Leitsatz (redaktionell)
Die 2 selbständigen Funktionsbereiche des Gehirns sind als 2 innere Organsysteme iS des BVG§31Abs5DV § 3 Buchst d anzusehen.
Normenkette
BVG § 31 Abs. 5 DV § 3 Buchst. d Fassung: 1964-07-17
Tenor
Die Revision der Beklagten gegen das Urteil des Landessozialgerichts Hamburg vom 22. Februar 1967 wird zurückgewiesen.

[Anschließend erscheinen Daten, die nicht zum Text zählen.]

PR #2374, opened 2019-12-01
Explore Lens Encoding For Environment Type

adamgfraser:
This doesn't feel quite right yet but it provides the basic functionality and can serve as a basis for discussion.


core/jvm/src/main/scala/zio/prototype.scala
```diff
@@ -0,0 +1,130 @@
...
+          new LoggingEffect.Live {
+            val environment: Ref[ZEnv with Logging] = ref
+          }
+        }
+      }
+
+    def log(line: String): ZIO[LoggingEffect[ZEnv with Logging], Nothing, Unit] =
+      ZIO.accessM[LoggingEffect[ZEnv with Logging]](service => service.useM(service.logging)(_.log(line)))
+
+    def addPrefix(prefix: String): ZIO[LoggingEffect[ZEnv with Logging], Nothing, Unit] =
```
jdegoes: I'd make this polymorphic: `addPrefix[R <: Logging]` to show that `addPrefix` doesn't know what the environment type is.

adamgfraser: Yes, done now.

core/jvm/src/main/scala/zio/prototype.scala
```diff
@@ -0,0 +1,130 @@
...
+object Example extends App {
+  import prototype._
+
+  def run(args: List[String]): ZIO[ZEnv, Nothing, Int] =
+    myAppLogic.provideSomeM(LoggingEffect.make).as(0)
+
+  val myAppLogic =
+    for {
+      _ <- LoggingEffect.log("All clear.")
+      _ <- LoggingEffect.addPrefix[ZEnv with Logging]("Warning: ")
```
adamgfraser: Type inference not great here because the `Lens` and thus `EnvironmentalEffect` are invariant.

jdegoes:
It seems like this solves all problems but, when pushed to its logical conclusion, would require changing environments to things like:

```scala
Console[R] with Logging[R] with Clock[R]
```

And making all user code polymorphic in `R` (no more simple value effects).

Going back to the original sketch:

```scala
  // All environmental effects extend this trait:
  trait EnvironmentalEffect {
    type Environment
    def modify[A, B](lens: Lens[Environment, A])(f: A => (B, A)): UIO[B]

    final def update[A](lens: Lens[Environment, A])(f: A => A): UIO[Unit] = 
      modify(lens)(a => ((), f(a)))
  }
  object EnvironmentalEffect {
    def modify[R <: EnvironmentalEffect, A, B](lens: Lens[R#Environment, A])(f: A => (B, A)): ZIO[R, Nothing, B] = ZIO.accessM[R](_.modify(lens)(f))

    def modify[R <: EnvironmentalEffect, A, B](lens: Lens[R#Environment, A])(f: A => (B, A)): ZIO[R, Nothing, B] = 
      ZIO.accessM[R](_.modify(lens)(f))

    def update[R <: EnvironmentalEffect, A](lens: Lens[R#Environment, A])(f: A => A): ZIO[R, Nothing, Unit] = 
      ZIO.accessM[R](_.update(lens)(f))
  }
  
  trait Logging extends EnvironmentalEffect {
    def logging: Lens[Environment, Logging.Service]
  }
  object Logging {
    trait Service {
      def log(line: String): UIO[Unit]
    }
  }
```

The use of (unsound) type projection occurs only in the helpers. It occurs to me we don't actually need the helpers. If we call `accessM`, we get a concrete `R`, which is a stable identifier. We should be able to, from that `R`, modify the environment directly without knowing the type of `R`.

Unless I'm missing something.

core/jvm/src/main/scala/zio/prototype.scala
adamgfraser: Making the environment type existential eliminates the type inference problem here.

adamgfraser:
I think this is looking pretty good now. There is a little bit of work to do on naming because now we have three things:

1. The actual service that knows how to log a line (`Logging.Service`)
2. The module that includes the actual service (`Logging`)
3. The lens that knows how to zoom in from an unknown environment type to the logging service (`LoggingEffect`).

I think we want to rename the lens to `Logging` because that is what users are going to interact with in most method signatures. Then the module needs to be renamed to something else, maybe `LoggingModule` or `HasLogging`.

We will also need to work on some good examples and documentation for this because it is giving us a lot of additional power, some of which I don't think we are really exploring yet, but it is adding another layer of indirection to an area that people already struggle with. Hopefully if we do it right we can actually make a lot of use cases simpler though.

adamgfraser:
Simplified and refined based on work with @jdegoes to only use two types like today and limit the power to modify the environment so all changes are locally scoped. We should see where we are with the `HSet` based encoding and then make a decision on how we want to proceed here.

adamgfraser:
Shall we come back to this and how we want to move forward on making it easier to work with the environment? Is there more work we should do to explore the HSet encoding?

adamgfraser:
Closing in favor of #2594.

Die Beklagte hat dem Kläger die Kosten des Revisionsverfahrens zu erstatten.
Gründe
Der Kläger, geboren am 19. Dezember 1896, erhielt seit 1. Februar 1952 wegen "Zustand nach Schädelverletzung mit Hirnverletzung, Anfallsbereitschaft, Innenohrschwerhörigkeit" als Schädigungsfolgen eine Versorgungsrente nach einer Minderung der Erwerbsfähigkeit (MdE) von 100 v.H. und die einfache Pflegezulage. Im November 1961 beantragte er, ihm eine Schwerstbeschädigtenzulage nach § 31 Abs. 5 des Bundesversorgungsgesetzes (BVG) in der Fassung des Ersten Neuordnungsgesetzes (NOG) vom 27. Juni 1960 zu gewähren. Das Versorgungsamt Hamburg lehnte diesen Antrag mit Bescheid vom 16. März 1962 ab, weil die Schädigungsfolgen des Klägers nicht wenigstens 130 Punkte nach der Verordnung zur Durchführung des § 31 Abs. 5 BVG vom 17. April 1961 erreichten. Der Widerspruch blieb erfolglos (Bescheid vom 1.6.1962).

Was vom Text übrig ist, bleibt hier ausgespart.